Requirement: For the listing below, report all lines that hold the word "once".
◇ ◇ ◇
PR #248, opened 2023-07-17
Replace decoder layers by a shared layer

danieldk:
## Description

This change replaces the decoder layers by a shared decoder layer, `DecoderLayer`. Since the overlap between encoder and decoder layers is very large, both are factored out to a single `_TransformerLayer`.

The `_TransformerLayer` class is not public because exposing its `forward` method would violate the Liskov substitution principle, but it holds the implementation of both types of layers.

The Falcon decoder layer does not currently use the shared decoder layer because its dropout use is nonstandard. However, I might try to support this as well in a follow-up PR.

This change also updates the Dolly V2 tests. The different order of summing in the residual connection leads to different outputs due to the imprecision of `bfloat16`.

### Types of change

Feature: improve curated as a building block.

## Checklist


curated_transformers/layers/transformer.py
```diff
@@ -0,0 +1,431 @@
...
+        parallel_attention: bool,
+        qkv_head_sharing: QkvHeadSharing,
+        qkv_mode: QkvMode,
+        rotary_embeds: Optional[RotaryEmbeddingConfig],
+        use_bias: bool,
+        use_gate: bool,
+        device: Optional[torch.device] = None
+    ):
+        """
+        Construct an decoder layer.
```
shadeMe, line 238:
```suggestion
        Construct a decoder layer.
```

curated_transformers/layers/transformer.py
```diff
@@ -0,0 +1,431 @@
...
+    def forward(
+        self,
+        input: Tensor,
+        attention_mask: Optional[AttentionMask],
+        cache: Optional[KeyValueCache] = None,
+        positions: Optional[Tensor] = None,
+        store_cache: bool = False,
+    ) -> Tuple[Tensor, Optional[KeyValueCache]]:
+        """
+        Apply the transformer layer to the given piece hidden representations.
```
shadeMe, line 300:
```suggestion
        Apply the decoder layer to the given piece hidden representations.
```

curated_transformers/layers/transformer.py
```diff
@@ -0,0 +1,431 @@
...
+        parallel_attention: bool,
+        qkv_head_sharing: QkvHeadSharing,
+        qkv_mode: QkvMode,
+        rotary_embeds: Optional[RotaryEmbeddingConfig],
+        use_bias: bool,
+        use_gate: bool,
+        device: Optional[torch.device] = None
+    ):
+        """
+        Construct an decoder layer.
```
shadeMe, line 355:
```suggestion
        Construct an encoder layer.
```

curated_transformers/models/albert/layer_group.py
```diff
@@ -26,6 +27,12 @@ def __init__(
     ) -> None:
         super().__init__()
 
+        layer_norm = partial(
```
shadeMe, line 30: Was this extracted into a `partial` just to avoid duplicate code in the `EncoderLayer` callsite?

curated_transformers/layers/transformer.py
```diff
@@ -0,0 +1,431 @@
...
+        qkv_head_sharing: QkvHeadSharing,
+        qkv_mode: QkvMode,
+        rotary_embeds: Optional[RotaryEmbeddingConfig],
+        use_bias: bool,
+        use_causal_mask: bool,
+        use_gate: bool,
+        device: Optional[torch.device] = None
+    ):
+        """
+        Construct an decoder layer.
```
shadeMe, line 79:
```suggestion
        Construct a transformer layer.
```

curated_transformers/layers/transformer.py
```diff
@@ -0,0 +1,431 @@
...
+)
+from .feedforward import PointwiseFeedForward
+
+
+@dataclass
+class TransformerLayerNorms:
+    """
+    Layer normalizations used in a transformer layer.
+
+    By default all the normalizations are disabled by setting the layer
```
shadeMe, line 24:
```suggestion
    By default, all the normalizations are disabled by setting the layer
```

curated_transformers/layers/transformer.py
```diff
@@ -0,0 +1,431 @@
...
+    normalization to the Torch `Identity` module. Therefore, only
```
shadeMe, line 25:
```suggestion
    normalization to the Torch ``Identity`` module. Therefore, only
```

curated_transformers/models/albert/layer_group.py
danieldk: Yeah, shortens it a considerable bit. The lines are already pretty long, so the arguments get spread over multiple lines.

shadeMe (approved):

PR #252, opened 2023-07-18
Add support for ALiBi in self-attention layer

shadeMe:
## Description

ALiBi support in Falcon/RefinedWebModel will be enabled in a follow-up PR once their related refactoring is complete.

### Types of change

Enhancement

## Checklist


curated_transformers/layers/attention.py
```diff
@@ -173,23 +174,140 @@ class QkvMode(IntEnum):
...
+        # to avoid previously picked values.
+        if closest_pow_2 < num_attention_heads:
+            new_ratio_base = 2.0 ** (-4.0 / closest_pow_2)
+            num_remaining_heads = min(
+                closest_pow_2, num_attention_heads - closest_pow_2
+            )
+            new_ratios = torch.pow(
+                new_ratio_base, torch.arange(1, 1 + 2 * num_remaining_heads, 2)
+            )
+            ratios = torch.cat([ratios, new_ratios])
```
danieldk, line 230: Could you explain why this is needed? From the paper, it seems that the slopes can be computed as:

```suggestion
        ratio = 2 ** (-8/num_attention_heads)
        ratios = ratio ** torch.arange(1, num_attention_heads + 1)
```

curated_transformers/layers/attention.py
```diff
@@ -407,6 +546,11 @@ def forward(
             )
 
         if _TORCH_SDP.get():
+            if self.use_alibi:
+                msg = "ALiBi disabled when using PyTorch SDP"
+                warnings.filterwarnings(action="once", message=msg)
+                warnings.warn(msg)
+
```
danieldk, line 553: I think this should be an exception, since it would return incorrect outputs. However, I think we could support ALiBi with Torch SDP. The `attn_mask` argument of `F.scaled_dot_product_attention` is additive when it's a float tensor. ALiBi is also additive, so we could make it work by adding the `ALiBi` biases to the logit mask for positions that are not masked out.

curated_transformers/layers/attention.py
```diff
@@ -173,23 +174,153 @@ class QkvMode(IntEnum):
...
+            Maximum number of timesteps to calculate.
+        :returns:
+            Multi-headed linear bias tensor.
+
+            *Shape:* ``(1, heads, seq_len, seq_len)`` (non-causal) or
+            ``(1, heads, 1, seq_len)`` (causal)
+
+        :meta private:
+        """
+        if not self.is_causal:
```
danieldk, line 265: Can we flip the branches around, then we can have `if self.is_causal:`

shadeMe: Done.

curated_transformers/layers/attention.py
shadeMe: Added.

curated_transformers/layers/attention.py
```diff
@@ -407,15 +542,27 @@ def forward(
...
+            attn_mask = (
+                None if combined_mask is None else combined_mask.logit_mask(query.dtype)
+            )
+
+            # Add AliBi to the logit mask
+            if self.use_alibi and attn_mask is not None:
+                assert combined_mask is not None
+                assert self.attention.linear_biases is not None
+                bool_mask = combined_mask.bool_mask
+                biases = self.attention.linear_biases.calculate_biases(key.size(-2)).to(
```
danieldk, line 554:
```suggestion
                biases = self.attention.linear_biases.calculate_biases(query.size(-2)).to(
```

Since the number of key heads can be 1.

curated_transformers/layers/attention.py
```diff
@@ -407,15 +542,27 @@ def forward(
             )
 
         if _TORCH_SDP.get():
+            attn_mask = (
+                None if combined_mask is None else combined_mask.logit_mask(query.dtype)
+            )
+
+            # Add AliBi to the logit mask
+            if self.use_alibi and attn_mask is not None:
```
danieldk, line 550: What if `attn_mask is None` and we use ALiBi?

curated_transformers/layers/attention.py
shadeMe: We're using the key length here, so the number of heads shouldn't matter.

curated_transformers/layers/attention.py
```diff
@@ -1,4 +1,5 @@
 import math
+import warnings
```
danieldk, line 2:
```suggestion
```

Not needed anymore.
◇ ◇ ◇
Answer:
ALiBi support in Falcon/RefinedWebModel will be enabled in a follow-up PR once their related refactoring is complete.
+                warnings.filterwarnings(action="once", message=msg)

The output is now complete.